Preparation And Storage

Store undiluted at 4°C and protected from prolonged exposure to light. Do not freeze. The monoclonal antibody was purified from tissue culture supernatant or ascites by affinity chromatography. The antibody was conjugated with BD Horizon™ BV605 under optimum conditions, and unconjugated antibody and free BD Horizon™ BV605 were removed.

Product Notices

  1. Since applications vary, each investigator should titrate the reagent to obtain optimal results.
  2. An isotype control should be used at the same concentration as the antibody of interest.
  3. Please refer to www.bdbiosciences.com/us/s/resources for technical protocols.
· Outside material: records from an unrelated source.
PR #151, opened 2020-09-29
use the cluster id directly without --cluster

bmeng:
if the cluster id is the only parameter for the command, I think it is better to pass the cluster_id directly without `--cluster` for easy use.

@cblecker Please help take a look.

### DIFF
--- a/cmd/ocm/tunnel/cmd.go
+++ b/cmd/ocm/tunnel/cmd.go
@@ -34,35 +34,34 @@ var args struct {
 }
 
 var Cmd = &cobra.Command{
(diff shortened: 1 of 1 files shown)


cblecker:
I originally had it like this, but @igoihman preferred the flag format I believe. She can comment :)

igoihman:
I don't have a strong opinion against it, we can drop the `--cluster` flag.
@bmeng CI is complaining about: ```cmd/ocm/tunnel/cmd.go:32:5: `args` is unused (deadcode)```

bmeng:
@igoihman removed the unused var. Please help review again. Thanks.

Issue #67, opened 2020-03-19
CI for this repo?


cblecker:
Should we look into hooking up prow CI for this repo?

vkareh:
that'd be awesome for automatically tagging reviewers and getting auto-merge!

vkareh:
Example configuration for reference (this is what was done for moactl):
* https://github.com/openshift/release/pull/9633/files
* https://github.com/openshift/moactl/pull/25/files

cben:
Huh, turns out we're connected to a CI, a Jenkins maintained by app-sre.  
pr_check.sh file is there for a long time, so I guess the CI has worked for a long time, I just didn't realize it.
Example run: https://ci.ext.devshift.net/job/openshift-online-ocm-cli-gh-pr-check/304/console

however, the CI output is not public-accessible.  Logging in with an unrelated github user I get "Access Denied
anpc is missing the Overall/Read permission".  This is bad for public project, external contributors should be able to see CI output for their PRs.  I'll ask app-sre about that.

jhernand:
CI now runs in GitHub actions. Both the definition of jobs and the logs are accessible to anyone.

PR #155, opened 2020-10-07
Upgrade to golangci-lint 1.31.0

cben:
- I believe most of us have an old golangci-lint 1.10.2 in our PATH, to match what our internal Jenkins has for internal OCM projects.  
  Running from container will allow each repo to control golangci-lint version independently.

- ~~Added `make check` for everything worth running before PR submission.
  Poor man's CI (#67) :grin:~~

If we like these, I can make similar PRs to sdk, moactl etc...


cben:
oh, I didn't realize we already have a pr_check.sh wired to CI :tada:
debugging the failure...

cben:
This is ready.

Makefile
```diff
@@ -21,6 +21,9 @@ export GOPROXY=https://proxy.golang.org
 # Disable CGO so that we always generate static binaries:
 export CGO_ENABLED=0
 
+# Allow overriding: `make lint container_runner=podman`.
+container_runner:=docker
```
igoihman, line 25: can we use podman instead?

cben: It gave some problem, probably too old in ci-ext Jenkins. Let me try again...

cben:
Traced this to https://access.redhat.com/solutions/5106161, ci.ext has has kernel 3.10.0-1062.9.1.el7.x86_64.  Asked app-sre if it's possible to upgrade to kernel-3.10.0-1127.8.2.el7.x86_64.

But meanwhile reverted to docker, podman won't work in CI.

I you want, I can set the Makefile default to podman and override to docker in pr_check.sh.

cben:
Kernel upgraded today, now defaults to podman and works :tada:.

PR #161, opened 2020-10-13
Improve help and positional arg enforcement in most commands

cben:
Most commands taking positional arguments didn't document them.  Now they do.
Also more consistently using [Cobra conventions for `Use:` line](https://github.com/spf13/cobra/blob/b97b5ead31f7d34f764ac8666e40c214bb8e06dc/command.go#L39-L48), such as "FOO_BAR" rather than "\<foo bar\>" to describe a single parameter.
Chosen approach explained in https://github.com/spf13/cobra/issues/571#issuecomment-707231598

**Behavior change:** Many commands silently ignored unexpected positional arguments (e.g. `ocm account status foo`, `ocm list clusters mycluster foo`), now they'll print an error.

- I didn't touch the generic REST commands such as `get`, `delete` etc.
  - I'm a bit confused by them (they're using `urls.Expand()` to support `get URL` & `get KIND ID` forms, but they _also_ have some Cobra sub-commands).
  - Also there is subtle terminology distinction there of "RESOURCE" (collection/single) vs "PATH" (single) that is not very clear but I wasn't sure how to improve...

### DIFF
--- a/cmd/ocm/account/roles/cmd.go
+++ b/cmd/ocm/account/roles/cmd.go
@@ -32,10 +32,16 @@ var args struct {
 }
 
 var Cmd = &cobra.Command{
-	Use:   "roles [role-name]",
+	Use:   "roles [flags] [ROLE_NAME]",
 	Short: "Retrieve information of the different roles",
-	Long:  "Get description of a role or list of all roles ",
-	RunE:  run,
+	Long:  "Get description of a role or list of all roles",
+	Args: func(cmd *cobra.Command, args []string) error {
+		if len(args) > 1 {
+			return fmt.Errorf("Accepts at most 1 role name")
+		}
+		return nil
+	},
+	RunE: run,
 }
 
 func init() {
--- a/cmd/ocm/list/machinepool/cmd.go
+++ b/cmd/ocm/list/machinepool/cmd.go
@@ -52,7 +52,7 @@ func init() {
 		"cluster",
 		"c",
 		"",
-		"Name or ID of the cluster to list the machine pools of (required).",
+		"Name or ID or external_id of the cluster to list the machine pools of (required).",
 	)
 	//nolint:gosec
 	Cmd.MarkFlagRequired("cluster")
--- a/cmd/ocm/list/machinepool/cmd.go
+++ b/cmd/ocm/list/machinepool/cmd.go
@@ -34,7 +34,7 @@ var args struct {
 }
 
 var Cmd = &cobra.Command{
-	Use:     "machinepools",
+	Use:     "machinepools --cluster={NAME|ID|EXTERNAL_ID}",
 	Aliases: []string{"machine-pool", "machine-pools", "machinepool"},
 	Short:   "List cluster machine pools",
 	Long:    "List machine pools for a cluster.",
--- a/cmd/ocm/list/machinepool/cmd.go
+++ b/cmd/ocm/list/machinepool/cmd.go
@@ -40,6 +40,7 @@ var Cmd = &cobra.Command{
 	Long:    "List machine pools for a cluster.",
 	Example: `  # List all machine pools on a cluster named "mycluster"
   ocm list machine-pools --cluster=mycluster`,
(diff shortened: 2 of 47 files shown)


cben:
The `cobra` bump is probably unnecessary, I'm not aware of any concrete changes in cobra this depends on, but since I went diving into current cobra code and re-tested many of these commands with my changes, it made sense to use latest release...

cmd/ocm/list/machinepool/cmd.go
```diff
@@ -40,6 +40,7 @@ var Cmd = &cobra.Command{
 	Long:    "List machine pools for a cluster.",
 	Example: `  # List all machine pools on a cluster named "mycluster"
   ocm list machine-pools --cluster=mycluster`,
+	Args: cobra.NoArgs,
```
ciaranRoche, line 43: Do we need to add to the `Use: "machinepools --cluster={NAME|ID|EXTERNAL_ID}"`

ciaranRoche (commented):
Just one comment inline not sure if its valid, verified some of the commands locally, looks good :+1:

cmd/ocm/list/machinepool/cmd.go
cben: Thanks!  fixed.

ciaranRoche (commented):
/lgtm

cben:
@igoihman @vkareh please review.

cmd/ocm/account/roles/cmd.go
```diff
@@ -32,10 +32,16 @@ var args struct {
 }
 
 var Cmd = &cobra.Command{
-	Use:   "roles [role-name]",
+	Use:   "roles [flags] [ROLE_NAME]",
 	Short: "Retrieve information of the different roles",
-	Long:  "Get description of a role or list of all roles ",
-	RunE:  run,
+	Long:  "Get description of a role or list of all roles",
+	Args: func(cmd *cobra.Command, args []string) error {
```
vkareh, line 38: You could use `cobra.MaximumNArgs(1)` here.

vkareh (approved):
This looks very nice, thanks!

One reason why I haven't used the `cobra.*Args` functions is because the error messages are not particularly helpful, but now that I see this patch I'm wondering if we could wrap the `cobra` functions in such a way that we still defer to them for the validation, but that the error message aligns with the purpose of the command/arg. This could be a later improvement.

cmd/ocm/account/roles/cmd.go
cben: For now I figured custom validation lets me have better control of messages.  
I dumped my thoughts on this https://github.com/spf13/cobra/issues/571#issuecomment-707231598

Part of the problem using built-in validation for us is that we disabled printing usage on error (`SilenceUsage: true`).
The default behavior of dumping full description of all args on any error is too annoying for my taste too.  
I think best behavior would be to print just the `Usage:  ocm account roles [flags] [ROLE_NAME]` line on errors (user can always --help for details); if we had that it'd be reasonable to go back to `cobra.MaximumNArgs` and friends.
Opened https://github.com/spf13/cobra/issues/1252, currently we can't `SetUsageTemplate` to something briefer without breaking --help, working on upstream improvement.

cben: I did add/leave many cobra.*Args and similar, without reviewing each message, largely because of laziness — this PR actually grew from 1 command with wrong help I wanted to fix :rofl:

cben:
@igoihman @vkareh so, can we merge this?  I touched so many files this is likely to grow merge conflicts...

cmd/ocm/account/roles/cmd.go
vkareh: Read your threads upstream and I agree, if we can expose `UseLine()` when Arg fails validation that would get us very close to full-lazy cmd definitions :)

vkareh:
@cben yes, I'm comfortable merging this. Thanks for these improvements :+1: 

/lgtm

  4. Please observe the following precautions: Absorption of visible light can significantly alter the energy transfer occurring in any tandem fluorochrome conjugate; therefore, we recommend that special precautions be taken (such as wrapping vials, tubes, or racks in aluminum foil) to prevent exposure of conjugated reagents, including cells stained with those reagents, to room illumination.
  5. Caution: Sodium azide yields highly toxic hydrazoic acid under acidic conditions. Dilute azide compounds in running water before discarding to avoid accumulation of potentially explosive deposits in plumbing.
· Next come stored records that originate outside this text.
PR #166, opened 2020-10-25
feat(tunnel): add a shortening output flag

georgettica:
this was written 100% on the browser, so will pull locally and test after.

the naming of the flag can be changed but I wanted to give the idea of what I wanted
also, it's possible to remove flag altogether and use the string instead

### DIFF
--- a/cmd/ocm/tunnel/cmd.go
+++ b/cmd/ocm/tunnel/cmd.go
@@ -29,6 +29,10 @@ import (
 	"github.com/spf13/cobra"
 )
 
+var args struct {
+	short bool
+}
+
 var Cmd = &cobra.Command{
 	Use:   "tunnel [flags] {CLUSTERID|CLUSTER_NAME|CLUSTER_NAME_SEARCH} -- [sshuttle arguments]",
 	Short: "tunnel to a cluster",
@@ -42,6 +46,9 @@ var Cmd = &cobra.Command{
 }
 
 func init() {
+	flags := Cmd.Flags()
+
+	flags.BoolVar(&args.short, "short",false, "to shorten the 'sshuttle' path")
 }
 
 func run(cmd *cobra.Command, argv []string) error {
@@ -100,6 +107,11 @@ func run(cmd *cobra.Command, argv []string) error {
 	}
 	sshuttleArgs = append(sshuttleArgs, argv[1:]...)
 
+
+	if args.short {
+		path = "sshuttle"
+	}
+	
 	// Output sshuttle command execution string for review
 	fmt.Printf("\n# %s %s\n\n", path, strings.Join(sshuttleArgs, " "))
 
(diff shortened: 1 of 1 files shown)


cmd/ocm/tunnel/cmd.go
```diff
@@ -42,6 +46,9 @@ var Cmd = &cobra.Command{
 }
 
 func init() {
+	flags := Cmd.Flags()
+
+	flags.BoolVar(&args.short, "short",false, "to shorten the 'sshuttle' path")
```
cben, line 51:
```suggestion
	flags.BoolVar(&args.short, "short", false, "to shorten the 'sshuttle' path")
```
to continue the coding-in-browser streak :wink:  I think this will fix the lint error.

cmd/ocm/tunnel/cmd.go
```diff
@@ -100,6 +107,11 @@ func run(cmd *cobra.Command, argv []string) error {
 	}
 	sshuttleArgs = append(sshuttleArgs, argv[1:]...)
 
+
+	if args.short {
+		path = "sshuttle"
```
cben, line 112: The resulting command should still work because `LookPath("sshuttle")` found it on PATH.

Q: do you need both modes?  Sounds like you could always print short `sshuttle ...`.
But I never use this, I don't have an opinion here.

@cblecker @drewandersonnz please review.

drewandersonnz: +1 to requiring `sshuttle` in PATH. 

I agree, I don't think a `args.short` should be necessary, I feel like we should rely on path lookup to support multiple OS's.

I believe the intention behind this is because some people use `ocm` via https://github.com/openshift/ocm-container (a Fedora linux environment in a container), yet need to use `sshuttle` on macos, which is found in a different path. This makes copying and pasting the resulting command (which is printed a few lines lower) just that little bit more difficult. 

So to finish, +1 to removing the `short` flag and simply have `path = "sshuttle"`.

You could also just change the print: 
```
	// Output sshuttle command execution string for review
	fmt.Printf("\n# %s %s\n\n", "sshuttle", strings.Join(sshuttleArgs, " "))
```

georgettica: I just didn't want to remove the functionality completely.. but if you are ok with it, so am I.

georgettica:
@cben maybe a CI step that lints and fixes?

georgettica:
now it's done on my laptop, but still needs more 👀  reassigning @drewandersonnz and @cben

cben:
cmd/ocm/tunnel/cmd.go:66:2: ineffectual assignment to `path` (ineffassign)
```
	path, err := exec.LookPath("sshuttle")
	^
```

georgettica:
@cben is it okay now?

georgettica:
let's close is now :)

cben:
O sorry, i had completely missed this.  Dont be afraid to nag :)

LGTM - and more importantly, matcnes drewandersonnz's opinion - :+1: if you want to reopen.

georgettica:
If this is the case I will reshape this and talk to @drewandersonnz on this once it's ready

PR #169, opened 2020-10-27
fix version check when creating a cluster

igoihman:


vkareh:
ouch, I think I need to do this for `rosa` as well, it's been an issue for a while :/

/lgtm

PR #170, opened 2020-11-03
Update integration env default url

wanghaoran1988:


oourfali:
lgtm.

igoihman (approved):

oourfali:
I guess we should revert that, as the environment isn't ready yet for the CLI to consume?

PR #55, opened 2024-03-07
Generate a variety of testing data and came up command_line version of sim_vim_sig.py

### LINKED ISSUE #10: Update testing b-values with a more realistic set

Unique-Usman:

Update to this pull request - https://github.com/OSIPI/TF2.4_IVIM-MRI_CodeCollection/issues/41

Fixes #10


etpeterson:
Is this a duplicate of your other one? https://github.com/OSIPI/TF2.4_IVIM-MRI_CodeCollection/pull/51

Unique-Usman:
> Is this a duplicate of your other one? #51

No, This is the correct branch that solve the issue. I had to start from fresh. I can close the other one.

etpeterson (changes requested):
The changes still pending on the other PR, then I think we're good. Those being objects rather than indices and deduplicating generic.json from generic_0.json or whatever it duplicate is.

etpeterson:
> I can close the other one.

Sounds good.

etpeterson:
I see you made changes but because you force pushed and squashed them into a single commit I can't see your changes. In general try to avoid force pushes and history rewriting. I also commented about that to someone else and you can see my reasoning [here](https://github.com/OSIPI/TF2.4_IVIM-MRI_CodeCollection/pull/53#issuecomment-1984015769).

phantoms/MR_XCAT_qMRI/sim_ivim_sig.py
```diff
@@ -366,76 +368,123 @@ def XCAT_to_MR_DCE(XCAT, TR, TE, bvalue, D, f, Ds, b0=3, ivim_cont = True):
...
+                        raise argparse.ArgumentTypeError("bvalues in JSON file are not list")
+                    for value in bvalue:
+                        if not isinstance(value, float):
+                            raise argparse.ArgumentTypeError("Values in lists are not float")
+        except json.JSONDecodeError as e:
+            raise argparse.ArgumentTypeError(f"Invalid JSON file: {e}")
+
+        return bvalues_dict
 
+    parser.add_argument("-b", "--bvalue", type=float,
```
etpeterson, line 396: Perhaps default to the file b_values.json and the "original" set. Then the if/else below can also be removed.

etpeterson (changes requested):
Looking good, I was able to run it on my machine and it works. Just the default change and I think that's it.

Unique-Usman:
> Contributor

I am very sorry, I will take note of that. Your reason make sense. Having all the commits is also a good way to follow the commit process for a branch/changes. Thanks for the knowledge.

phantoms/MR_XCAT_qMRI/sim_ivim_sig.py
Unique-Usman: I think there wil still be if/else. It will look something like this.

`
 bvalues = None
    if args.bvalues_file:
        bvalues = args.bvalues_file
    elif args.bvalue:
        bvalues = {"cmd": args.bvalue}
    else:
       bvalues = parse_bvalues_file("b_values.json")
`

If we have default for both of the value(-f, -b), they will both give error due to :- 

`
    if args.bvalues_file and args.bvalue:
        raise argparse.ArgumentError(None, "Arguments --bvalues-file and --bvalues are mutually exclusive")
`

etpeterson: Ah, you're right. Maybe just default to using the "original" set from the file then? It seems the most standard.

PR #56, opened 2024-03-08
report on repo

### LINKED ISSUE #47: Automatically report on repository status
### Feature description

A simple report on the repository containing information summarizing the repository like how many submissions it contains and how many are being tested could be useful. It could also contain a little bit of information about each submission, if that is provided.

### Describe the solution

A simple html or pdf report that summarizes the repository statistics would be nice to have. The number of submissions, number of wrapped (tested) submissions, and a little bit of information about each would be a good start.

This could initially just be generated as a workflow artifact, but could also be pushed to a github page as well.

I imagine this as being a small python "test" that parses the repository for this information and generates a test artifact. It could be run with each merge to the main branch to update the information every time the repository changes.

### Describe alternatives

_No response_

### Additional context

_No response_

### Are you working on this?

None

abhicodes369:
created a report on the repository like the name of the contributor and how many are being tested 
a simple HTML is being generated if you execute this script 

Fixes #47 

### Checklist

- [ ] Update Docs & Guides


combined_report.html
etpeterson, line 1: This should go into the `website` folder. Another PR is also creating files there.

local.env.example
etpeterson, line 1: What is the idea behind setting these variables? You should be able to get the repository location from the location of the file, e.g. using the `__file__` variable.

repostatus.py
etpeterson, line 1: This should move somewhere else. Probably `utilities/repository` or something.

repostatus.py
```diff
@@ -0,0 +1,37 @@
+import os
+import pandas as pd
+from dotenv import load_dotenv
+import json
+
+# Load environment variables
+load_dotenv(r'C:\Users\home\tf2.4\TF2.4_IVIM-MRI_CodeCollection\local.env')
```
etpeterson, line 7: We should be able to get around hard coding paths. This won't work for me, for example.

repostatus.py
```diff
@@ -0,0 +1,37 @@
...
+
+# Read the CSV file
+csv_file_path = os.getenv('CODE_CONTRIBUTIONS_FILE')
```
etpeterson, line 10: Looking through the code I realize that your table is missing a column, `wrapped`. In the [issue thread](https://github.com/OSIPI/TF2.4_IVIM-MRI_CodeCollection/issues/47#issuecomment-1973909276) I mentioned parsing the files in the folders which isn't being done here, and that's what is missing. It should parse the wrapper folder to find which algorithms are wrapped.

And there I also mentioned double checking the code contributions against what is in the source folder.

So the source code folder and code contribution file should match. If not it would be nice to note that. That should be a superset of the wrapped code list. And that should be a superset of the tested code list. If anything doesn't match that logic then we should note it in the html or printing a message.

etpeterson (changes requested):

repostatus.py
```diff
@@ -0,0 +1,37 @@
+import os
+import pandas as pd
```
etpeterson, line 2: Pandas caused the test failure. It should be in the requirements.

abhicodes369:
I apologize I accidentally deleted the git ignore file can I create a new branch

etpeterson:
> I apologize I accidentally deleted the git ignore file can I create a new branch

Sure, start over or just add it back on this branch, either one.

utilities/repostatus.py
```diff
@@ -0,0 +1,64 @@
...
+all_algorithms = algorithms_data['algorithms']
+
+# Check if both code_contributions_file matches with source folder
+for subfolder in unique_subfolders:
+    subfolder_path = os.path.join(SOURCE_FOLDER, subfolder)
+    if not os.path.exists(subfolder_path):
+        print(f"Warning: Subfolder '{subfolder}' does not exist in the source folder.")
+
+# Add column 'Tested' to the DataFrame if it starts with that of subfolder
+df['Tested'] = df.apply(lambda row: 'Yes' if any(algorithm.startswith(row['subfolder'].split('_')[0]) for algorithm in all_algorithms) else 'No', axis=1)
```
etpeterson, line 35: I'm just looking at this logic and it seems like it's just matching everything before the first `_`. That's not specific because that's usually the author's initials and they can have several algorithms.

Looking at it a little more, this could become fancier, but maybe we actually want this column in our csv file. So another approach would be to just manually go through and find the matches and add a "Wrapped" column to the csv file that contains what you'd see in the algorithms.json.

Then that would reduce what is needed in here to just having a sanity check that the wrapped folders match the csv. And it would make checking for tested much easier because it would be a simple string match.

How does that sound?

utilities/repostatus.py
```diff
@@ -0,0 +1,64 @@
...
+
+# Parse files in the WRAPPED_FOLDER 
+wrapped_algorithms = []
+for root, dirs, files in os.walk(WRAPPED_FOLDER):
```
etpeterson, line 39: This could just be added to the csv, see comment above.

utilities/repostatus.py
```diff
@@ -0,0 +1,64 @@
...
+        if file.endswith('.py'):
+            file_path = os.path.join(root, file)
+            with open(file_path, 'r') as f:
+                content = f.read()
+                for algorithm in all_algorithms:
+                    if algorithm in content:
+                        wrapped_algorithms.append(algorithm)
+
+# Add a column 'Wrapped' to the DataFrame
+df['Wrapped'] = df.apply(lambda row: 'Yes' if any(algorithm.startswith(row['subfolder'].split('_')[0]) for algorithm in wrapped_algorithms) else 'No', axis=1)
```
etpeterson, line 50: This as well, see above.

utilities/repostatus.py
```diff
@@ -0,0 +1,64 @@
...
+
+# Select the desired columns
+df_selected = df[['Technique', 'subfolder', 'Authors', 'Tested', 'Wrapped']]
+df_selected.columns = ['Technique', 'Subfolder', 'Contributors', 'Tested', 'Wrapped']
+
+# Convert the DataFrame to HTML
+html_string = df_selected.to_html(index=False)
+
+# Save the HTML to a file
+with open(os.path.join(REPO_DIR, 'combined_report.html'), 'w') as f:
```
etpeterson, line 60: I think `os.path.join(REPO_DIR, website, 'combined_report.html')`

etpeterson (changes requested):
Sorry, I'm rethinking this a little. Some of these that you're trying to find could be useful in the csv file anyway, so perhaps just adding them could simplify the script a lot. Then it could be a simpler process to generate the html from the csv.

utilities/repostatus.py
```diff
@@ -0,0 +1,64 @@
+import os
+import pandas as pd
+import json
+
+# directory of the current script
+script_dir = os.path.dirname(os.path.abspath(__file__))
```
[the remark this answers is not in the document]
abhicodes369: Would it be problematic to add a column called 'algorithms' to the data frame? it would be easily understandable. Is it a bad idea?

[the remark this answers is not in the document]
etpeterson: What would that add? The algorithms from the json are the ones running the automated testing. That's beyond the scope of the csv file. Is there some other algorithm you want to add?

utilities/repostatus.py
abhicodes369: do i need to manually update the code_contribution_csv file or write a script to read algorithms from algorithms.json and write 'wrapped' in csv file   and automatically update whenever there is change in algorithms. json file

etpeterson: Add the column manually. That column is not the same as what's in algorithm.json. That column would be the wrapped name, so if an algorithm is wrapped it should have an entry there. The algorithm.json is what is being tested. In theory everything wrapped should be tested but it does need to be added and confirmed it doesn't fail. So they're not the same thing.

etpeterson:
This is looking good, I think you're almost there. After these small changes I'll send it around to the contributors for a final sanity check.

etpeterson:
Just checking on this, are these changes still in the works?

abhicodes369:
image
it looks like this.
Are there any modifications required?

etpeterson:
> image
> it looks like this.
> Are there any modifications required?

I had 3 comments that look like they haven't been addressed yet. Small but useful like choosing empty rather than no.

abhicodes369:
i am sorry but i couldnt find these comments could you please give the link to comments that state necessary changes

etpeterson (changes requested):
Sorry! It was my fault, I didn't finalize the review.

etpeterson:
> i am sorry but i couldnt find these comments could you please give the link to comments that state necessary changes
> 

Apologies, I didn't finish the review so my comments didn't show for you.

etpeterson:
Looks like a merge conflict in `requirements.txt`.

utilities/repostatus.py
```diff
@@ -0,0 +1,50 @@
+import os
```
etpeterson, line 1: 2 things for this file.
1. Could you wrap the work up into a function so testing doesn't run it each time? Something like this:
```
if __name__ == "__main__":
    generate_html()
```
2. Could you add some documentation about how to run it and what it does.

etpeterson (changes requested):
Looks good, just those changes then I'll run it locally as a final test.

etpeterson (approved):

  6. For fluorochrome spectra and suitable instrument settings, please refer to our Multicolor Flow Cytometry web page at www.bdbiosciences.com/colors.
  7. Although every effort is made to minimize the lot-to-lot variation in the efficiency of the fluorochrome energy transfer, differences in the residual emission from BD Horizon™ BV421 may be observed. Therefore, we recommend that individual compensation controls be performed for every BD Horizon™ BV605 conjugate.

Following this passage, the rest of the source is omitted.